* **TASK PROMPT**:
For the records below, tally the lines that include the word "ViewStateResult" and report the number alone.

* **LISTED ENTRIES**:

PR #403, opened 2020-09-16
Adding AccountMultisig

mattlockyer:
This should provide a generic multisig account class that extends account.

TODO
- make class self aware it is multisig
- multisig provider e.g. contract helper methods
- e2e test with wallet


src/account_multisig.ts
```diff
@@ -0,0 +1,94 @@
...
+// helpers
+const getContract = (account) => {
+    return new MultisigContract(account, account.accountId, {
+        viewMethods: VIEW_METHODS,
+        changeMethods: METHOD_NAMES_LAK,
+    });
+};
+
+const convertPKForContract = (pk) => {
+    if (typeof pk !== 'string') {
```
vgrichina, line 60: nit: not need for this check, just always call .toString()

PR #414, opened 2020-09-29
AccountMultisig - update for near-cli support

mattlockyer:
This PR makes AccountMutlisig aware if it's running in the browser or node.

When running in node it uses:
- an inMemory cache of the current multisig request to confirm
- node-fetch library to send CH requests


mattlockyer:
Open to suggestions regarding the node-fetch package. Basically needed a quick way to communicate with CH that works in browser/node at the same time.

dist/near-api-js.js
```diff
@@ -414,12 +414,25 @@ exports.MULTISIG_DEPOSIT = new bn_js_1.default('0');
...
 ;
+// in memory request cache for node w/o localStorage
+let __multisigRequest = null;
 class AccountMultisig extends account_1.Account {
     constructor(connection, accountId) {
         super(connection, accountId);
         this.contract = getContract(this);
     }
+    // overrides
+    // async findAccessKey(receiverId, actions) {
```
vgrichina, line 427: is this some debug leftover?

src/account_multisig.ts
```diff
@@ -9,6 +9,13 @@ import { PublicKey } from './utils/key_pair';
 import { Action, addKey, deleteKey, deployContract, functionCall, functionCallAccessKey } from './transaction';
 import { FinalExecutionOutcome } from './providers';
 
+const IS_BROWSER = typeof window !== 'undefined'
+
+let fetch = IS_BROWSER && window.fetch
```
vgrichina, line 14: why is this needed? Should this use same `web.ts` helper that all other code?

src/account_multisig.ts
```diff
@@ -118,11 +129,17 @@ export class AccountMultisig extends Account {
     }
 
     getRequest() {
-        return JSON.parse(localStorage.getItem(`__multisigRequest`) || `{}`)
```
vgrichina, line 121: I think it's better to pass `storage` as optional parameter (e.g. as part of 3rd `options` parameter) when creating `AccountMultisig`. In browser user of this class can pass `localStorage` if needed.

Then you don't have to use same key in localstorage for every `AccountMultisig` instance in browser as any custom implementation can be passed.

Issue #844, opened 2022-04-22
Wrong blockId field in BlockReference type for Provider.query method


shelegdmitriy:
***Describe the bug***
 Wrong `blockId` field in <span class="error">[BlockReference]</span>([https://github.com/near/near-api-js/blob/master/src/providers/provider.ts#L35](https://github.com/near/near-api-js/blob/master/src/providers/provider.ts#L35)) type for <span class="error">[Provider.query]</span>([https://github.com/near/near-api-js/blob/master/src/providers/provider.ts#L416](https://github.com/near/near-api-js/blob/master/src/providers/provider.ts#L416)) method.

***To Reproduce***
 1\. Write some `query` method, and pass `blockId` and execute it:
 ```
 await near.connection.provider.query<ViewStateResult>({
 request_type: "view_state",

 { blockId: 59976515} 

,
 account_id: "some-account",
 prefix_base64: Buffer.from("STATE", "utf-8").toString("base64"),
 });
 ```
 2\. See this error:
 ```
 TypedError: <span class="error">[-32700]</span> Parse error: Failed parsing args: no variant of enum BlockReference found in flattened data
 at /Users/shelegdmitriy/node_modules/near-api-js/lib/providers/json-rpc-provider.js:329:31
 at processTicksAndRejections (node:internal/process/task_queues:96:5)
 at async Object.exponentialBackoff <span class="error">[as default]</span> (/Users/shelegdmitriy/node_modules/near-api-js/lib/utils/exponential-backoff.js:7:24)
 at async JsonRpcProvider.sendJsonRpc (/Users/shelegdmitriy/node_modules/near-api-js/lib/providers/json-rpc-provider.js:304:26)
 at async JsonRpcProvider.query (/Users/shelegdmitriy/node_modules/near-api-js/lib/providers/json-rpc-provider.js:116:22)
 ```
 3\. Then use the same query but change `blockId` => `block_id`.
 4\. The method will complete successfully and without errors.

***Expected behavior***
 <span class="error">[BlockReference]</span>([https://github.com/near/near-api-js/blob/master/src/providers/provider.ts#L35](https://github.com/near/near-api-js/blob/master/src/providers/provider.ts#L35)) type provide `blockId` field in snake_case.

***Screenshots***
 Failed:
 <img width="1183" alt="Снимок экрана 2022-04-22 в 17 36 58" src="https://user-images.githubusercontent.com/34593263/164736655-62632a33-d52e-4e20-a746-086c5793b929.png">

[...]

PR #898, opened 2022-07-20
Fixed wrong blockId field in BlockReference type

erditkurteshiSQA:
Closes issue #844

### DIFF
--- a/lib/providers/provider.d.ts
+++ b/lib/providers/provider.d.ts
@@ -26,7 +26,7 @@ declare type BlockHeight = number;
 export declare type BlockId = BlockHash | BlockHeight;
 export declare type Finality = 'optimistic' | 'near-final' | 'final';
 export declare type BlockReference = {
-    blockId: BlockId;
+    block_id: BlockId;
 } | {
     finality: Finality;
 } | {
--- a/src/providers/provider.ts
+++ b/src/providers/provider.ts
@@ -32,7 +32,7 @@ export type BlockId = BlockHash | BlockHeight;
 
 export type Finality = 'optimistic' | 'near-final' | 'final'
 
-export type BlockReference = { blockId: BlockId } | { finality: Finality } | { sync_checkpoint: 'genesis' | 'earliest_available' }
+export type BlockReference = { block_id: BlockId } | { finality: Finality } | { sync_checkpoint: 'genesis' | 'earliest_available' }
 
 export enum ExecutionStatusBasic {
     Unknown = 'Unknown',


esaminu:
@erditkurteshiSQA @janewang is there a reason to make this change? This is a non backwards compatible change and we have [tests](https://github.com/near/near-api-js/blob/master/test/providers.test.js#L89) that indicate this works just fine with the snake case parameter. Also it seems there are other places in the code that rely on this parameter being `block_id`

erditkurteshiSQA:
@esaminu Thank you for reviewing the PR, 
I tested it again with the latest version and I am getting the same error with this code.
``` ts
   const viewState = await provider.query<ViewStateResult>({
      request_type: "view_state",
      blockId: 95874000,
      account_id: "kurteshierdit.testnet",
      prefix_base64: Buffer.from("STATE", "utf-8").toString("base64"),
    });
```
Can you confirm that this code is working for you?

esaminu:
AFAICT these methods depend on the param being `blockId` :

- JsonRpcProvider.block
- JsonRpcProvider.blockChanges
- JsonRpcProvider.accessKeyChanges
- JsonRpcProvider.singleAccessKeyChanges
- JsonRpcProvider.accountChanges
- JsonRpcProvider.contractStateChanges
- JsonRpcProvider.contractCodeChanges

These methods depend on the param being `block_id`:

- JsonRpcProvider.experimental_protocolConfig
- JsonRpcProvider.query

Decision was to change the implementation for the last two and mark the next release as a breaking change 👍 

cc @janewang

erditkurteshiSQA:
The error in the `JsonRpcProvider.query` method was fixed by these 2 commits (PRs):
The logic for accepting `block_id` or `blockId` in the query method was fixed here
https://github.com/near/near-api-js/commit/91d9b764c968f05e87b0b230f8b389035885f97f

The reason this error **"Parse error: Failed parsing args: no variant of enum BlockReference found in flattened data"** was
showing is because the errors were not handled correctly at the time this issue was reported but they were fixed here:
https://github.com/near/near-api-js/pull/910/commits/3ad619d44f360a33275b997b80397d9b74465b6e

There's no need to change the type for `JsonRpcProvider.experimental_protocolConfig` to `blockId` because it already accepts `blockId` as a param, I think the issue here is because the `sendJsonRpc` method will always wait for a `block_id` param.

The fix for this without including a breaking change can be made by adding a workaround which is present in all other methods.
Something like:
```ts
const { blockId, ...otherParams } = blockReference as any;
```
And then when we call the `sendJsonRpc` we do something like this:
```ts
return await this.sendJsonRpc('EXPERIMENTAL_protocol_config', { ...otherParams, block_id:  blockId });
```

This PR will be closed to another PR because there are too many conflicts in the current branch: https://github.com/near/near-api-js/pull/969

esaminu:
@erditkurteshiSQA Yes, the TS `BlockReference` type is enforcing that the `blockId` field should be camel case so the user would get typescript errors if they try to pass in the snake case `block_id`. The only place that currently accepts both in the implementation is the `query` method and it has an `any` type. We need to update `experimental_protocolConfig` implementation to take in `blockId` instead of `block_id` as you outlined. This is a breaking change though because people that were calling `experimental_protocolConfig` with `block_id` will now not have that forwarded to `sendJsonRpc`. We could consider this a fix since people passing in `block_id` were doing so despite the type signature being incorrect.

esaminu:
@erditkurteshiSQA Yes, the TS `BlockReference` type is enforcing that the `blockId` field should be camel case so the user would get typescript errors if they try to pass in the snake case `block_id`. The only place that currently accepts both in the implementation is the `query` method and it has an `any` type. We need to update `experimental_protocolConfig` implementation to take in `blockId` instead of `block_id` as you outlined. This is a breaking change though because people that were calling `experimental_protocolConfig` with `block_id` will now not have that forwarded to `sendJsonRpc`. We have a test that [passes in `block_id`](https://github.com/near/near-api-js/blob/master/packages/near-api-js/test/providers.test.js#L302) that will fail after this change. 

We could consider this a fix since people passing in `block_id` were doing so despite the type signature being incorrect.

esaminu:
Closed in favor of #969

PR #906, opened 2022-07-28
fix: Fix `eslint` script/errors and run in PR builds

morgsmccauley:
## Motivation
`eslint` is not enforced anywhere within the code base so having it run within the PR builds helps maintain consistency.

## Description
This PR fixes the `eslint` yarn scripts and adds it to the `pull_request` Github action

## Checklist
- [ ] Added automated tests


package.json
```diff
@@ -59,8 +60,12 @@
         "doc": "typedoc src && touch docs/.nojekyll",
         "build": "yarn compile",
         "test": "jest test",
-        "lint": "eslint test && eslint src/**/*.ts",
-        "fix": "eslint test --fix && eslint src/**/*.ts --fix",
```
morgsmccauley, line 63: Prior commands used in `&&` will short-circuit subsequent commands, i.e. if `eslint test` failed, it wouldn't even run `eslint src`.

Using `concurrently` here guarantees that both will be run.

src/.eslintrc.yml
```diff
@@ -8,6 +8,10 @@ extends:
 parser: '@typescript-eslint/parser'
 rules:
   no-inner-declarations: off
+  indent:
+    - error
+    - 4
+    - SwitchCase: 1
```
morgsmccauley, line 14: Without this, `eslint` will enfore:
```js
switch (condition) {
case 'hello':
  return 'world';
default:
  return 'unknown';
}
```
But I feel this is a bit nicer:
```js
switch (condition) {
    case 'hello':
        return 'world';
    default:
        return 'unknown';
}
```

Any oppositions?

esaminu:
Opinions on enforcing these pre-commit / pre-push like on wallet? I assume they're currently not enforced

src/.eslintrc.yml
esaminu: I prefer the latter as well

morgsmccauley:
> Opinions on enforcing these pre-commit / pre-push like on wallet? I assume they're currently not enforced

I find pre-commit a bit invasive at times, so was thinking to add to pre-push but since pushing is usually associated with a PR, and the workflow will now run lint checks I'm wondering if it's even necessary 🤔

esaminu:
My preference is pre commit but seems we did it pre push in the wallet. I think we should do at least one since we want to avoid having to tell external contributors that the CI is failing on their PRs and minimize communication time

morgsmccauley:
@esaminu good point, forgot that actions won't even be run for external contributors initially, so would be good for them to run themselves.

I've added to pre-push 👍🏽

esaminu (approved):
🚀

* **ANSWER AREA**:
2